Load the processed dataset from the cache if it exists, else run inference and save to cache.

czbenchmarks.cli.cli_run.run_without_inference(dataset_names: list[str], task_args: list[TaskArgs]) list[TaskResult][source]

Run a set of tasks directly against raw datasets without first running model inference.

czbenchmarks.cli.cli_run.run_multi_dataset_task(dataset_names: list[str], embeddings: list[czbenchmarks.datasets.base.BaseDataset], model_args: dict[str, ModelArgsDict], task_args: TaskArgs) list[TaskResult][source]

Run a task and return the results.

czbenchmarks.cli.cli_run.run_task(dataset_name: str, dataset: czbenchmarks.datasets.base.BaseDataset, model_args: dict[str, ModelArgsDict], task_args: TaskArgs) list[TaskResult][source]

Run a task and return the results.

czbenchmarks.cli.cli_run.get_model_arg_permutations(model_args: list[ModelArgs]) dict[str, list[ModelArgsDict]][source]

Generate all the “permutations” of model arguments we want to run for each dataset: E.g.
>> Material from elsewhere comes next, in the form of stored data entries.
Issue #153, opened 2022-07-08
Data incorrectly pushed to series-connector


janezhang10:
**Describe the bug**
Data is being pushed upon every Live tick to `iot-time-series-connector` when in Live mode. The `prevDataCache` for `hasRequestedInformationChanged()` is sometimes undefined, which causes `hasRequestedInformationChanged` to always return true.

**To Reproduce**
1. Have a working testing-ground with working assetIds
2. Produce a time series chart with duration '1m' (preferably line chart so that the data is aggregated compared to scatter)
3. Have some console logs in `hasRequestedInformationChanged` that details `prevDataStreamStore`
4. Run the App Kit locally and inspect the page
5. See that `prevDataStreamStore` is occasionally undefined in console

**Expected behavior**
Only new incoming data should be pushed to `iot-time-series-connector` in Live mode. `hasRequestedInformationChanged` should only return true if there's new incoming data that needs to be rendered, and `prevDataCache` should only be undefined upon initialization of `DataCache`.

**Screenshots**
example of `prevDataStreamStore` being undefined while `currDataStreamStore` is defined after letting App Kit run locally for a while.
<img width="487" alt="Screen Shot 2022-07-08 at 3 59 35 PM" src="https://user-images.githubusercontent.com/40257222/178080002-3f0cff93-2a6d-45d7-bd62-dc3c232d5b79.png">
<img width="1067" alt="Screen Shot 2022-07-08 at 4 00 38 PM" src="https://user-images.githubusercontent.com/40257222/178080078-6406075d-3935-4a4f-a70a-24eaa9dd6d28.png">

**Desktop (please complete the following information):**
 - OS: macOS Monterey
 - Browser Firefox
 - Version 91.10.0esr

**Additional context**
The frequency of `prevDataCache` being undefined depends on the duration of the viewport. The smaller the duration (e.g. 1 minute), the more often `prevDataCache` is undefined (about every other tick).

NorbertNader:
This issue no longer exists in latest version.

PR #179, opened 2022-07-26
feat: audio alert for thresholds

janezhang10:
## Summary
Add an audio player feature in @iot-app-kit/core to allow developers to play sounds in App Kit. Also add an audio alert feature that plays an audible alert whenever a threshold is breached by a visible new data point.

**Note**: This PR is complete and ready for review but it should not be opened or merged in until the following bugs are fixed and merged into `main` to prevent incorrect behaviors of audio alerts:

## Breaking Blockers

- https://github.com/awslabs/synchro-charts/issues/150
points constantly rerender and cause audio alerts to play over and over again even though there's no new points. Make sure to update Synchro Chart package version when this is fixed.
- https://github.com/awslabs/iot-app-kit/issues/153
points constantly rerender and cause audio alerts to play over and over again even though there's no new points.

## Non-breaking blocker
- https://github.com/awslabs/synchro-charts/issues/153
This is an issue where thresholds aren't properly calculated as breaching, however audio alerts are meant to reflect what's displayed on Synchro Charts. If a threshold isn't displayed as being breached then no audio alerts are played, which follows the correct behavior as audio alerts. When this issue is fixed, audio alerts will follow along with the correct behavior as well without any necessary additional changes.

## Legal


packages/components/src/components/iot-time-series-connector/iot-time-series-connector.spec.ts
```diff
@@ -337,3 +341,78 @@ it('when assignDefaultColors is true, provides a default color', async () => {
     viewport,
   });
 });
+
+it('plays audio alert if audio alerts are enabled and the breached threshold has an AudioAlert', async () => {
+  audioAlertPlayer.stop();
```
diehbria, line 346: it looks like this may be a good line to move into a afterEach/beforeEach hook

packages/core/src/common/audioAlertManager.ts
```diff
@@ -0,0 +1,63 @@
...
+  const thresholds = getThresholds(annotations);
+  if (thresholds.length === 0) {
+    return;
+  }
+  // audio alerts are only applied to live data
+  dataStreams.forEach((dataStream: DataStream) => {
+    const allVisiblePoints = getVisibleData(getDataPoints(dataStream, dataStream.resolution), viewport);
+    if (allVisiblePoints.length != 0) {
+      const latestPoint = allVisiblePoints[allVisiblePoints.length - 1];
+      const breachedThresh: Threshold | undefined = breachedThreshold({
```
diehbria, line 46: shouldn't need to declare the type here, we can just let the types flow, as breachedThreshold should already correctly specify the types

packages/core/src/common/audioAlertManager.ts
```diff
@@ -0,0 +1,63 @@
...
+        value: latestPoint.y,
+        date: new Date(latestPoint.x),
+        thresholds: thresholds,
+        dataStreams: [],
+        dataStream: dataStream as SynchroChartsDataStream,
+      });
+      if (breachedThresh && breachedThresh.audioAlert) {
+        const severity = calculateSeverity(breachedThresh.severity ?? leastSevere);
+        audioAlertPlayer.play({
+          severity: severity,
```
diehbria, line 56: prefer short hand notation (though ideally this should be enforced by a linter)

packages/core/src/common/audioPlayer.spec.ts
```diff
@@ -0,0 +1,138 @@
...
+
+    audioAlertPlayer.stop();
+
+    expect(howlMock.stop).toHaveBeenCalledOnce();
+    expect(audioAlertPlayer.isPlaying()).toBeFalse();
+  });
+});
+
+describe('setMaxVolume', () => {
+  const audioAlertPlayer = new AudioPlayer();
```
diehbria, line 71: better to just declare this in each test, instead of having one instance shared

packages/core/src/common/constants.ts
```diff
@@ -0,0 +1,13 @@
...
+// change when sounds are determined
+export const defaultAudioSrc = [
+  'https://audio-alert-sounds.s3.amazonaws.com/Cute-Chime-2.mp3',
+  'https://audio-alert-sounds.s3.amazonaws.com/new-message-3.ogg',
+  'https://audio-alert-sounds.s3.amazonaws.com/new-message-5.ogg',
+];
+
+// 1500 ms is approximately the amount of lag time between the end viewport of a live viewport and real time
+// This number was accidentally discovered in the IoT App Kit when Synchro Charts had this issue: https://github.com/awslabs/synchro-charts/issues/150
+export const liveDataTimeBuffer = 1500;
```
diehbria, line 13: i think it's a good practice to explicitly state the units within the variable name itself. i.e. liveDataTimeBufferMs or what have you

packages/core/src/common/constants.ts
```diff
@@ -0,0 +1,13 @@
...
+export const mostSevere = 1;
+
+// change when sounds are determined
+export const defaultAudioSrc = [
+  'https://audio-alert-sounds.s3.amazonaws.com/Cute-Chime-2.mp3',
+  'https://audio-alert-sounds.s3.amazonaws.com/new-message-3.ogg',
+  'https://audio-alert-sounds.s3.amazonaws.com/new-message-5.ogg',
+];
+
+// 1500 ms is approximately the amount of lag time between the end viewport of a live viewport and real time
```
diehbria, line 11: can you elaborate?

packages/core/src/common/audioPlayer.ts
```diff
@@ -0,0 +1,112 @@
...
+  return Math.max(Math.min(maxVolume, 1.0), 0.0);
+};
+export class AudioPlayer implements AudioPlayerInterface {
+  config: AudioPlayerConfig;
+  private soundID: number | undefined;
+  private player: Howl | undefined;
+  private severity: number | undefined;
+
+  constructor() {
+    this.config = {
```
diehbria, line 19: we don't need to do this in a constructor, we can just say `config: AudioPlayerConfig = {...}` (preferred)

packages/core/src/common/audioPlayer.ts
```diff
@@ -0,0 +1,112 @@
...
+  public isPlaying(): boolean {
+    return this.config.isPlaying;
+  }
+
+  public isMuted(): boolean {
+    return this.config.isMuted;
+  }
+
+  public mute(): void {
+    if (this.player && this.soundID) {
```
diehbria, line 35: what if soundID is 0? Or a negative number?

packages/core/src/common/audioPlayer.ts
```diff
@@ -0,0 +1,112 @@
...
+      this.stop();
+    }
+
+    volume = Math.max(Math.min(volume, 1.0), 0.0);
+    if (!this.isPlaying()) {
+      const newPlayer = new Howl({
+        src: [audioSrc ?? defaultAudioSrc[severity - 1]],
+        volume: volume * this.config.maxVolume,
+        mute: this.isMuted(),
+        html5: process.env.NODE_ENV === 'development', //Web Audio API doesn't work on local development due to cross origin
```
diehbria, line 64: space after `//`

diehbria (changes requested):

packages/core/src/common/audioPlayer.ts
janezhang10: negative numbers are truthy values in typescript, but will add the case that `soundID` is 0

packages/core/src/common/audioAlertManager.ts
```diff
@@ -0,0 +1,63 @@
...
+    return;
+  }
+  const thresholds = getThresholds(annotations);
+  if (thresholds.length === 0) {
+    return;
+  }
+  // audio alerts are only applied to live data
+  dataStreams.forEach((dataStream: DataStream) => {
+    const allVisiblePoints = getVisibleData(getDataPoints(dataStream, dataStream.resolution), viewport);
+    if (allVisiblePoints.length != 0) {
```
jmbuss, line 44: use triple `!==` for comparisons. Prefer to return early so you have less code nested in a block. 
```
if (allVisiblePoints.length === 0) return;
// rest of the code.
```

packages/core/src/common/audioAlertManager.ts
```diff
@@ -0,0 +1,63 @@
...
+      const latestPoint = allVisiblePoints[allVisiblePoints.length - 1];
+      const breachedThresh = breachedThreshold({
+        value: latestPoint.y,
+        date: new Date(latestPoint.x),
+        thresholds: thresholds,
+        dataStreams: [],
+        dataStream: dataStream as SynchroChartsDataStream,
+      }) as Threshold;
+      if (breachedThresh && breachedThresh.audioAlert) {
+        const severity = calculateSeverity(breachedThresh.severity ?? leastSevere);
```
jmbuss, line 54: should we make the severity optional since the implementation applies a default?

jmbuss (changes requested):

packages/core/src/common/audioAlertManager.ts
janezhang10: We could but the code would end up looking about the same either way, since I have to call on `calculateSeverity` to make sure that the severity given to the threshold is at most 1 and at least 3. i think the code for this part is alright.

packages/core/src/common/audioAlertManager.ts
```diff
@@ -0,0 +1,65 @@
...
+}): Map<string, AudioAlert> | undefined => {
+  if (!isLiveData(viewport)) {
+    return;
+  }
+  const thresholds = getThresholds(annotations);
+  if (thresholds.length === 0) {
+    return;
+  }
+
+  // Audio alerts are only applied to live data
```
diehbria, line 42: i'm confused as to how this only applies to live data? it looks like it applies to any data within the current viewport

diehbria (changes requested):

diehbria:
is this safe to merge in with the outstanding bugs you have outlined in the overview?

janezhang10:
> is this safe to merge in with the outstanding bugs you have outlined in the overview?

No it is not, the bugs must be fixed beforehand otherwise the behavior of audio alerts would not be as expected.

packages/core/src/common/audioAlertManager.ts
janezhang10: I should move this comment to earlier in the code where I call on `isLiveData`.

tracfren:
What is the plan to merge this PR in?

TheEvilDev:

Running 2 variants of scgenept at 2 chunk sizes results in 4 permutations

czbenchmarks.cli.cli_run.write_results(task_results: list[TaskResult], *, cache_options: CacheOptions, output_format: str = DEFAULT_OUTPUT_FORMAT, output_file: str | None = None) None[source]

Format and write results to the given directory or file.

czbenchmarks.cli.cli_run.get_result_url_for_remote(remote_prefix_url: str) str[source]
czbenchmarks.cli.cli_run.set_processed_datasets_cache(dataset: czbenchmarks.datasets.base.BaseDataset, dataset_name: str, *, model_name: str, model_args: ModelArgsDict, cache_options: CacheOptions) None[source]

Write a dataset to the cache A “processed” dataset has been run with model inference for the given arguments.

czbenchmarks.cli.cli_run.try_processed_datasets_cache(dataset_name: str, *, model_name: str, model_args: ModelArgsDict, cache_options: CacheOptions) czbenchmarks.datasets.base.BaseDataset | None[source]

Deserialize and return a processed dataset from the cache if it exists, else return None.

czbenchmarks.cli.cli_run.get_remote_cache_prefix(cache_options: CacheOptions)[source]

get the prefix ending in ‘/’ that the remote processed datasets go under

czbenchmarks.cli.cli_run.get_processed_dataset_cache_filename(dataset_name: str, *, model_name: str, model_args: ModelArgsDict) str[source]

generate a unique filename for the given dataset and model arguments

czbenchmarks.cli.cli_run.get_processed_dataset_cache_path(dataset_name: str, *, model_name: str, model_args: ModelArgsDict) pathlib.Path[source]

Return a unique file path in the cache directory for the given dataset and model arguments.

czbenchmarks.cli.cli_run.parse_model_args(model_name: str, args: argparse.Namespace) ModelArgs[source]

Populate a ModelArgs instance from the given argparse namespace.

czbenchmarks.cli.cli_run.parse_task_args(task_name: str, TaskCls: type[TaskType], args: argparse.Namespace) TaskArgs[source]

Populate a TaskArgs instance from the given argparse namespace.

czbenchmarks.cli.cli_run.parse_batch_json(batch_json_list: list[str]) list[dict[str, Any]][source]

Parse the –batch-json argument. Returns a list of dicts where each entry is a batch of CLI arguments.